PR #714, opened 2020-05-01
src: Fix crashing issue in DefineClass

bghgary:
When using DefineClass, if an instance of the class is created
but the resulting class constructor itself is not held by a reference,
then this can result in a crash. The attached instance data is
currently attached to the constructor. The constructor, if not held,
can be garbage collected which will trigger the finalizers. The
attached instance data will be destroyed while the instance of
the class still needs it, resulting in a crash.

### DIFF
--- a/napi-inl.h
+++ b/napi-inl.h
@@ -3228,9 +3228,15 @@ ObjectWrap<T>::DefineClass(Napi::Env env,
                              &value);
   NAPI_THROW_IF_FAILED(env, status, Function());
 
+  napi_value proto;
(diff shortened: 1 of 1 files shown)


legendecas:
Nice catch! Just a quick question (not investigated): how can constructor get gc-ed while there are active alive instances? We can get constructor function by `instance.constructor` 🤔.

bghgary:
Hmm, fair point. Maybe I have an issue in my implementation. I'm implementing a JSC version.

bghgary:
Yup. That was it. I didn't add the constructor property to the prototype.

···

■ Description of the task:
Every entry above, from first to last, should be repeated exactly.

■ Your solution:
PR #714, opened 2020-05-01
src: Fix crashing issue in DefineClass

bghgary:
When using DefineClass, if an instance of the class is created
but the resulting class constructor itself is not held by a reference,
then this can result in a crash. The attached instance data is
currently attached to the constructor. The constructor, if not held,
can be garbage collected which will trigger the finalizers. The
attached instance data will be destroyed while the instance of
the class still needs it, resulting in a crash.

### DIFF
--- a/napi-inl.h
+++ b/napi-inl.h
@@ -3228,9 +3228,15 @@ ObjectWrap<T>::DefineClass(Napi::Env env,
                              &value);
   NAPI_THROW_IF_FAILED(env, status, Function());
 
+  napi_value proto;
(diff shortened: 1 of 1 files shown)


legendecas:
Nice catch! Just a quick question (not investigated): how can constructor get gc-ed while there are active alive instances? We can get constructor function by `instance.constructor` 🤔.

bghgary:
Hmm, fair point. Maybe I have an issue in my implementation. I'm implementing a JSC version.

bghgary:
Yup. That was it. I didn't add the constructor property to the prototype.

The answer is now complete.